3Com efeito, os pensamentos perversos afastam de Deus;
e o seu poder, posto à prova, confunde os insensatos.
4A sabedoria não entrará numa alma maligna
nem habitará num homem sujeito ao pecado.
5O espírito santo, que nos educa, foge da duplicidade,
afasta-se dos pensamentos insensatos,
retira-se ao aproximar-se a iniquidade.
6A sabedoria é um espírito benevolente,
mas que não deixará sem castigo os lábios blasfemos,
porque Deus é testemunha dos seus pensamentos,
examina o seu coração segundo a verdade
e escuta as suas palavras.
7O espírito do Senhor enche o universo,
e Ele, que tudo abrange, tem conhecimento de quanto se diz.
8Aquele que profere palavras iníquas, não poderá ocultar-se,
e a justiça acusadora não passará ao largo dele:
9os planos do ímpio serão examinados,
o som das suas palavras chegará aos ouvidos do Senhor,
como prova dos seus delitos.
10Com efeito, é um ouvido cioso que tudo ouve,
até o ruído das murmurações não ficará escondido.
11Abstende-vos, pois, de murmurações inúteis;
evitai que a vossa língua se entregue à maledicência,
porque a palavra secreta não fica sem efeito,
e a boca que calunia dá morte à alma.
A morte não vem de Deus, mas do pecado(2,23-24; Pr 8,36)
12Não procureis a morte com uma vida desregrada
nem susciteis a vossa perdição com as obras das vossas mãos.
13Deus não é o autor da morte
nem se compraz com a destruição dos vivos.
14Pois Ele tudo criou para a existência,
e todas as criaturas têm em si a salvação.
Não há nelas veneno de morte,
nem o poder do Hades domina sobre a terra,
15porque a justiça é imortal.
Existência segundo os ímpios
16Mas os ímpios atraem o Hades com palavras e obras;
julgando-o seu amigo, por ele se consomem,
fazem aliança com ele;
bem merecem fazer parte dele.
Capítulo 2
1Dizem, com efeito, nos seus falsos raciocínios:
«Breve e triste é a nossa vida,
não há remédio algum quando chega a morte.
E também não se conhece ninguém
que tenha regressado do mundo dos mortos.
2Foi por acaso que viemos à existência
e, depois, será como se não tivéssemos existido!
A respiração das nossas narinas é apenas fumo,
e o pensamento, uma centelha do bater do coração!
3Quando ela se apaga, o nosso corpo voltará ao pó,
e o nosso espírito se dissolverá como o ar subtil.
4Com o tempo, o nosso nome cairá no esquecimento,
e ninguém se lembrará das nossas obras.
A nossa vida é como uma nuvem que passa sem deixar rasto,
há-de dissipar-se como bruma,
ferida pelos raios de sol
e abatida pelo seu calor.
5O tempo da nossa vida é como sombra que passa,
e o nosso fim não se pode adiar,
pois a vida está selada e ninguém pode voltar atrás.
6Vinde, pois!
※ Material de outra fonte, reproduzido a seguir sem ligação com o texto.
PR #11157, opened 2026-04-22
backoffice: per-capability override UI for organizations

psincraian:
## Summary

- Adds a **Capabilities** card to the organization Settings tab in the backoffice so staff can flip an individual capability (`checkout_payments`, `subscription_renewals`, `payouts`, `refunds`, `api_access`, `dashboard_access`) without inventing a new status.
- Each override requires a reason (min 10 chars) that's appended to `internal_notes` with a timestamp and the admin email. Overrides reset to the status default on the next status transition (existing `Organization.set_status` behaviour — no change there).
- Generalises the existing `refunds_blocked` override lever to all six capability families. `refunds_blocked` is kept in sync as a write-through shim.

## Why

Operators today have a single per-field lever (`refunds_blocked`) and otherwise have to move an org's `status` to gate anything — which resets all capabilities at once. This PR unlocks finer control (e.g. pause payouts on an otherwise-ACTIVE org, or re-enable API access on a BLOCKED org pending review) without new statuses and without the collateral damage of a status transition.

## Screenshots

Capabilities card on an ACTIVE org (all six defaults enabled, green dots):

Capabilities card — ACTIVE defaults

Override modal after clicking *Disable* on a row. Current / target / status-default summary plus required reason textarea (min 10 chars):

Override modal

After submitting a reason, the row flips — grey dot, `overridden` pill, button flipped to *Enable*. Other rows untouched:

After the override is applied

## Changes

- `polar/models/organization.py` — `CAPABILITY_METADATA` (labels + descriptions) and `CAPABILITY_NAMES` (frozenset) exported as the single source of truth for valid capability names and human-readable copy.
- `polar/organization/service.py` — new `OrganizationService.set_capability(...)` that validates the name, replaces the `capabilities` JSONB dict (so SQLAlchemy flags it dirty), appends a timestamped `internal_notes` entry via the existing `_append_internal_note` helper, and mirrors `refunds` → `refunds_blocked`. Uses `Organization.get_effective_capabilities()` (added in #11104) rather than inlining the fallback.
- `polar/backoffice/organizations_v2/endpoints.py` — new `GET|POST /organizations/{id}/capabilities/{capability}?value=…` route gated on `get_admin`. `GET` renders the modal; `POST` validates the form and applies. Uses `URL.include_query_params` rather than string concatenation.
- `polar/backoffice/organizations_v2/views/modals/set_capability_modal.py` (new) — modelled on `DeletePayoutAccountModal`. Shows current / target / status-default summary, required reason textarea with inline validation errors, neutral `Enable`/`Disable` submit button (the green/grey status dot on the row carries the state — no color variants on the button).
- `polar/backoffice/organizations_v2/views/sections/settings_section.py` — new Capabilities card positioned between Social Media and Danger Zone. Each of the six rows shows a status dot, label, description, `overridden` pill when the current value diverges from the status default, and the toggle button.

## Test plan

- [x] `uv run task test` — `tests/organization/test_service.py::TestSetCapability` adds 6 service-level cases (flip, internal note, no-op, `refunds_blocked` mirror, unknown-capability rejection, status-transition reset). 159 organization tests pass post-rebase onto #11104.
- [x] `ruff check` and `ruff format --check` clean.
- [x] **End-to-end smoke test in the real backoffice** (playwright-driven): opened an ACTIVE org → Settings → clicked *Disable* on Checkout payments → modal rendered with current / target / status-default summary → submitted a reason → verified DB: `capabilities.checkout_payments == false` and `internal_notes` contains the timestamped `"Capability 'checkout_payments' disabled by bo-admin@polar.test"` entry plus the reason. Other five capabilities unaffected.
- [ ] Manual check on a REVIEW org to confirm the `overridden` pill appears when a capability diverges from the REVIEW default, and disappears again after a status transition.

### DIFF
--- a/server/polar/organization/service.py
+++ b/server/polar/organization/service.py
@@ -30,7 +30,12 @@ from polar.models import (
     User,
     UserOrganization,
 )
-from polar.models.organization import OrganizationDetails, OrganizationStatus
+from polar.models.organization import (
+    CapabilityName,
+    OrganizationCapabilities,
+    OrganizationDetails,
+    OrganizationStatus,
+)
 from polar.models.organization_review import OrganizationReview
 from polar.models.transaction import TransactionType
 from polar.models.user import IdentityVerificationStatus
@@ -1192,6 +1197,44 @@ class OrganizationService:
                 "ai_onboarding_completed_at": datetime.now(UTC),
             },
         )
+        return organization
+
+    async def set_capability(
+        self,
+        session: AsyncSession,
+        organization: Organization,
+        capability: CapabilityName,
+        value: bool,
+        *,
+        reason: str,
+        admin_email: str | None = None,
+    ) -> Organization:
+        """Override a single capability on an organization.
+
+        The override persists until the next status transition — `set_status`
+        resets `capabilities` from `STATUS_CAPABILITIES`.
+        """
+        current: OrganizationCapabilities = dict(  # type: ignore[assignment]
+            organization.get_effective_capabilities()
+        )
+        if current[capability] == value:
+            return organization
+
+        current[capability] = value
+        organization.capabilities = current
+
+        action = "enabled" if value else "disabled"
+        by = f" by {admin_email}" if admin_email else ""
+        _append_internal_note(
+            organization,
+            f"Capability '{capability}' {action}{by}",
+            reason=reason,
+        )
+
+        if capability == "refunds":
+            organization.refunds_blocked = not value
+
+        session.add(organization)
         return organization
 
 
--- a/server/polar/backoffice/organizations_v2/endpoints.py
+++ b/server/polar/backoffice/organizations_v2/endpoints.py
@@ -11,7 +11,7 @@ This module provides a modern, three-column layout with:
 import uuid
 from collections.abc import Sequence
 from datetime import UTC, datetime, timedelta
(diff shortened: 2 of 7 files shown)


server/polar/organization/service.py
```diff
@@ -1194,5 +1199,55 @@ async def mark_ai_onboarding_complete(
         )
         return organization
 
+    async def set_capability(
+        self,
+        session: AsyncSession,
+        organization: Organization,
+        capability: str,
```
frankie567: Why not use `CapabilityName` literal? This would avoid the validation check.

frankie567 (approved):

server/polar/organization/service.py
psincraian: that's a good point

psincraian: Good call — switched the service signature to `CapabilityName` and dropped the runtime check + `PolarRequestValidationError` raise. The endpoint still validates the URL path param against `CAPABILITY_NAMES` and casts to `CapabilityName` before calling the service, so the service now trusts its input. Also tightened `CAPABILITY_METADATA` to `dict[CapabilityName, ...]` — direct indexing in both the modal and settings section, no more `# type: ignore[literal-required]`.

Gozemos dos bens presentes,
tiremos prazer das criaturas com o ardor da nossa juventude!
7Inebriemo-nos do melhor vinho e de perfumes,
e não deixemos passar as primeiras flores da Primavera!
8Coroemo-nos de botões de rosas, antes que murchem!
9Nenhum de nós falte às nossas orgias;
deixemos em toda a parte sinais da nossa alegria,
pois esta é a nossa parte e a nossa herança.»
Atitude dos ímpios para com o justo (Jr 20,10-13)
10«Oprimamos o justo na sua pobreza,
não poupemos a viúva
nem respeitemos os cabelos brancos do ancião!
11Seja a nossa força a norma da justiça
porque o que é fraco para nada serve.
12Armemos laços ao justo porque nos incomoda,
e se opõe à nossa forma de actuar.
Censura-nos as transgressões da Lei,
acusa-nos de sermos infiéis à nossa educação.
13Ele afirma ter o conhecimento de Deus
e chama-se a si mesmo filho do Senhor!
14Ele tornou-se uma viva censura para os nossos pensamentos;
só o acto de o vermos nos incomoda,
15pois a sua vida não é semelhante à dos outros,
e os seus caminhos são muito diferentes.
16Ele considera-nos como escória
e afasta-se dos nossos caminhos como de imundícies.
Declara feliz a sorte final do justo
e gloria-se de ter a Deus por pai.
17Vejamos, pois, se as suas palavras são verdadeiras,
e que lhe acontecerá no fim da vida.
18Porque, se o justo é filho de Deus,
Deus há-de ampará-lo e tirá-lo das mãos dos seus adversários.
19Provemo-lo com ultrajes e torturas
para avaliar da sua paciência
e comprovar a sua resistência.
20Condenemo-lo a uma morte infame,
pois, segundo ele diz, Deus o protegerá.»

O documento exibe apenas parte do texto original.